L’interista di lungo corso sa che le soddisfazioni sono poche, spesso distanziate nel tempo. Io ricordo vagamente lo scudetto di Bersellini, bene quello del Trap e dei tedeschi, bene le Coppe vinte, ma, soprattutto, il filotto Mancini-Mourinho e il Triplete. Quando brilliamo lo facciamo con un’intensità accecante. «La candela che splende il doppio del suo splendore, brucia in metà tempo». Questo in fondo stiamo pagando. La Juventus è una squadra “fordista”, perfettamente pianificata. Ma inevitabilmente “in bianco e nero”, senza voli, senza fronzoli, senza utopie.
Zanetti era in campo in quel “dies alliensis” in cui vedemmo le lacrime di Ronaldo e impietriti ci vedemmo sfilare uno scudetto già pregustato dopo tanti anni. E, con l’ostinazione degli umili, riprese a correre ogni giorno, facendo i suoi venti chilometri, dopo gli allenamenti di gruppo. Il lavoro fatto, lo dico sempre ai miei alunni, non va mai perduto. E quello che è venuto, dopo la scoperta di Calciopoli, grazie anche ad acquisti intelligenti, un allenatore dotato, un altro straordinario e mai troppo rimpianto, ha risarcito tutti noi di quanto patito, anche il 5 maggio. Ma soprattutto ha risarcito il Capitano, dandogli, con gli interessi, tutte le soddisfazioni di cui era stata avara la vita con lui, calcisticamente, pensando anche ai disastri ripetuti della nazionale argentina, che pure sulla carta dovrebbe essere una delle più forti del mondo. Madrid fu un compimento di molte vite. Della sua sicuramente ma anche di quella di Moratti, finalmente degno della pesante eredità paterna. E le nostre lacrime furono, finalmente, di gioia. Quello che né noi né Moratti capimmo fu che si trattava, appunto, di un compimento, dunque di una fine, illudendoci, invece, che fosse l’inizio di un lungo ciclo. E stiamo ancora a pagare quell’errore (giustificabile) di percezione.

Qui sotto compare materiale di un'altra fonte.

PR #5971, opened 2017-07-19
Cleanup babel types

jridgewell:
| Q                        | A 
| ------------------------ | ---
| Patch: Bug Fix?          | No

L’anno prossimo, realisticamente, non ci sarà più nessuno degli eroi di Madrid. Il grave infortunio al Capitano, dopo quello a Milito, gli acciacchi ripetuti di Samuel e Chivu, la stanchezza di Cambiasso suggeriscono di chiudere definitivamente con quel passato che ci mette i brividi, ben sapendo che, forse, nessuno di noi potrà rivedere tale splendore un’altra volta nel corso della propria vita.
Javier Zanetti resterà per molti anni un simbolo atipico. Diventerà dirigente, continuando a trasmettere la sua “positività”, che sa essere generosa. È uno dei pochi giocatori con cui mi piacerebbe parlare non solo di pallone. E noi interisti, ora tristi, continueremo a guardare a lui come ad un’ancora che impedisca la deriva alla “nave dei folli”.

Non dico al Capitano di tornare presto. Perché non è mai andato via. Mancherà maledettamente su quella fascia destra. Ma è ora di salpare per nuovi lidi con la nostra nave che è «guerra, lampo e poesia».